A cancelCtx.children map is allocated only when the first child registers. Each child adds one slot. The map is reclaimed when the parent cancels (children = nil).

A leaked children map (parent never cancels, never has its children removed) grows unboundedly. This is the most common context-related memory leak.


8. Cause Semantics

8.1 Default Cause

For contexts created without an explicit cause (i.e., via WithCancel, WithDeadline, WithTimeout):

  • After cancellation, Cause(c) == Err(c).
  • For manual cancellation: both are Canceled.
  • For deadline expiry: both are DeadlineExceeded.

8.2 Custom Cause

For contexts created with WithCancelCause, WithDeadlineCause, WithTimeoutCause:

  • After cancellation, Err(c) returns the standard error (Canceled or DeadlineExceeded).
  • Cause(c) returns the user-supplied error (if non-nil) or falls back to Err.

8.3 Cause Across WithoutCancel

A child of WithoutCancel(parent) has its own (nil) cause. The parent's cause is not propagated:

  • Cause(WithoutCancel(parent)) always returns nil (because Err is also nil).
  • After cancelling the parent, Cause of the WithoutCancel-derived context remains nil — that derivation never cancels.

8.4 Cause Across Deep Chains

Cause walks up to the nearest *cancelCtx. If multiple ancestors have causes (e.g., grandparent and parent both cancel), the nearest ancestor's cause is returned. Each cancelCtx carries its own independent cause.


9. Implementation Requirements for Custom Contexts

If you implement a custom Context:

9.1 Must

  • Implement all four methods.
  • Make all methods safe for concurrent use.
  • Ensure Done channel identity is stable across calls.
  • Ensure Err non-nil implies Done closed (synchronisation).
  • Ensure Err is monotonic (once non-nil, stays the same non-nil value).
  • Ensure Deadline results are monotonic.

9.2 Should

  • Implement String() string for diagnostic readability.
  • Forward Value(&cancelCtxKey) to expose the underlying cancelable, if any.
  • Implement AfterFunc(func()) func() bool if cancellation can be registered as a callback.

9.3 Must Not

  • Mutate values returned by Value.
  • Return distinct channel values from successive Done() calls.
  • Return non-nil Err while Done is unclosed.

10. Versioning

The context package's API surface and semantics have evolved monotonically since Go 1.7:

Go version Added / changed
1.7 context enters standard library. Interface and basic functions unchanged from x/net/context.
1.16 signal.NotifyContext added (in os/signal, builds on context).
1.20 WithCancelCause, Cause, CancelCauseFunc added.
1.21 AfterFunc, WithoutCancel, WithDeadlineCause, WithTimeoutCause added.
1.22 Documentation clarifications; no API additions.

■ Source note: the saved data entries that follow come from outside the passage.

PR #669, opened 2026-01-08
install.iss: add Microsoft Edit as an editor option

rimrul:
Add the newly re-written and open-source 'Edit' terminal-based text editor, inspired by the old MS-DOS Editor.

While the edit.exe program is also available as a simple zip download, or via the WinGet package manager for Windows, it is also distributed via Windows Update on Windows 11 24H2 and newer. Since that's the only system-wide install with a stable path, we currently only support that install method.

### DIFF
--- a/installer/install.iss
+++ b/installer/install.iss
@@ -348,8 +348,9 @@ const
     GE_VSCodium                 = 7;
     GE_Notepad                  = 8;
     GE_Wordpad                  = 9;
-    GE_CustomEditor             = 10;
-    GE_MaxEditor                = 10;
+    GE_MicrosoftEdit            = 10;
+    GE_CustomEditor             = 11;
+    GE_MaxEditor                = 11;
 
     // Git Path options.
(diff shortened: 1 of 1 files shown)


mjcheetham (approved):
> it is also distributed via Windows Update on Windows 11 24H2 and newer.

Ah that's great! Makes it easier to reason about the availability of the editor this way.

dscho (approved):
Technically, we should probably set `core.editor` to the full path of `edit.exe`, but I guess this is good enough!

lhecker:
Thank you so much for opening this PR. I was very happy seeing the editor today when I installed Git!

I do have one question though: Is there a reason an absolute path to edit.exe is used? Why not use just "edit.exe" and let the system find it in the PATH? I'm currently thinking about ways to allow people to override the system edit.exe when installing winget and one idea I had was to installed it into ProgramFiles and put it in the PATH even before System32. If Git used just "edit.exe" the winget version would get picked up automatically.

No API has been removed or had its semantics changed. Code written against Go 1.7's context still works on Go 1.22.


11. References

  • Go source: src/context/context.go (all sections of this spec reference this file).
  • Tests: src/context/x_test.go and src/context/context_test.go.
  • Original blog post: "Go Concurrency Patterns: Context" by Sameer Ajmani, 2014.